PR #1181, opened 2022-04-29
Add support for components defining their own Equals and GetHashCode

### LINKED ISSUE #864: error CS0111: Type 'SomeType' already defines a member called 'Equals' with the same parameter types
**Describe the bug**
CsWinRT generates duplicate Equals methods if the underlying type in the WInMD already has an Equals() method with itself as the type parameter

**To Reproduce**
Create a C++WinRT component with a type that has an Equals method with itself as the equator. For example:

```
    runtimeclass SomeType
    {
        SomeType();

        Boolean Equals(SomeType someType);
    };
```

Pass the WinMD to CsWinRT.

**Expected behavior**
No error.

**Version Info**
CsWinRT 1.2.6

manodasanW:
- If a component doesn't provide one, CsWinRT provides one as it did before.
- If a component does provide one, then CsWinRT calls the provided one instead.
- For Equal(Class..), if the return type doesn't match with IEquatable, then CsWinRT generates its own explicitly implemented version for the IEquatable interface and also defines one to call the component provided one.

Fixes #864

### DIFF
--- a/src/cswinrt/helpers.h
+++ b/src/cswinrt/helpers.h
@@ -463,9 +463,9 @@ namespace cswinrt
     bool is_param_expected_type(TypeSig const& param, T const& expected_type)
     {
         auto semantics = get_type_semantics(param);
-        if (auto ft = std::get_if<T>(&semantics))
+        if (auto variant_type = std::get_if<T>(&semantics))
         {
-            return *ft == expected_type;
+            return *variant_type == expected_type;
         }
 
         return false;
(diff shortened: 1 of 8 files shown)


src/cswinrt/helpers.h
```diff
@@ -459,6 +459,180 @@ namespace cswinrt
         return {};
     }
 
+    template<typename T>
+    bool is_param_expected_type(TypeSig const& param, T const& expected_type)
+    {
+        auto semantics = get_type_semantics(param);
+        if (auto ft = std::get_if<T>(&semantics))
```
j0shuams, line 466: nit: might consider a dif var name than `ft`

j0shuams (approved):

● ● ●

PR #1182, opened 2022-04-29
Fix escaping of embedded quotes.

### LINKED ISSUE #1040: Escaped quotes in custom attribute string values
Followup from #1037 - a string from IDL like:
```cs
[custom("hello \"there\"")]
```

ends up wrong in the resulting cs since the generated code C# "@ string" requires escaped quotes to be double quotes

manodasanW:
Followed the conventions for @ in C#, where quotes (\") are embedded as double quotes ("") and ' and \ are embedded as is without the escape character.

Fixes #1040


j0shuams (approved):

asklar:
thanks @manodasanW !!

● ● ●

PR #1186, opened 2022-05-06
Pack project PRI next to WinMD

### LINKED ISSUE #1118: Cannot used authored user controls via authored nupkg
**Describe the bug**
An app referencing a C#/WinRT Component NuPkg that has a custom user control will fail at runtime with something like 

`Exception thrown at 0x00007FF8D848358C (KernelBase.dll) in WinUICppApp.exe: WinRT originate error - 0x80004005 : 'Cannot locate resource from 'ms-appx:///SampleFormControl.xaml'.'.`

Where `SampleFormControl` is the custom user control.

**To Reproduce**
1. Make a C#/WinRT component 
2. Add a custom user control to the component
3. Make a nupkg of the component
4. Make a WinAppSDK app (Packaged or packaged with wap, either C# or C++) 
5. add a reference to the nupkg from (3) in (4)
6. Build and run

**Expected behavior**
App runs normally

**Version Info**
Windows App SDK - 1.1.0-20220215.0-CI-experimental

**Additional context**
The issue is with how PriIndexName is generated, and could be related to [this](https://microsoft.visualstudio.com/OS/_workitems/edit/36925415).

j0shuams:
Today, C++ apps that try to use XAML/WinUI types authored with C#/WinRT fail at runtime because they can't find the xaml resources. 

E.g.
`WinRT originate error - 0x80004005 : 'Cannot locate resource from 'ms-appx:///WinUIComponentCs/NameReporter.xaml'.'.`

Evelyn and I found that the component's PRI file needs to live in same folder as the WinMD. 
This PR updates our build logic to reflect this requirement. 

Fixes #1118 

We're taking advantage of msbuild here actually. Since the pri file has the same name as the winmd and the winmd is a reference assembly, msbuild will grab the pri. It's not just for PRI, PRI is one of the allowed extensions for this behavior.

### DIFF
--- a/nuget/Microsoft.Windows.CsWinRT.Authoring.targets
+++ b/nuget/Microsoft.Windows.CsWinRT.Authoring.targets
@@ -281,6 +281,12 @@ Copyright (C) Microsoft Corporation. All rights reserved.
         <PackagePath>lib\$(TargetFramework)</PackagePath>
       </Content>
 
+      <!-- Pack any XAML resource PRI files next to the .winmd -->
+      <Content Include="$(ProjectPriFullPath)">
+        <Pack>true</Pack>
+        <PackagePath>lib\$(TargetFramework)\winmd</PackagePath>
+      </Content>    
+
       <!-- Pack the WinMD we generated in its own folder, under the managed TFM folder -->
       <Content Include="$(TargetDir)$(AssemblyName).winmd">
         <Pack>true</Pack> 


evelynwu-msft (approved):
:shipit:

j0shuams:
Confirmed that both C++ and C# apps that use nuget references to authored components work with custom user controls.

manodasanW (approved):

● ● ●

# Exercise objective:
Scan the records above for the string "folder", and copy every line where it turns up.

# Task answer:
Evelyn and I found that the component's PRI file needs to live in same folder as the WinMD. 
       <!-- Pack the WinMD we generated in its own folder, under the managed TFM folder -->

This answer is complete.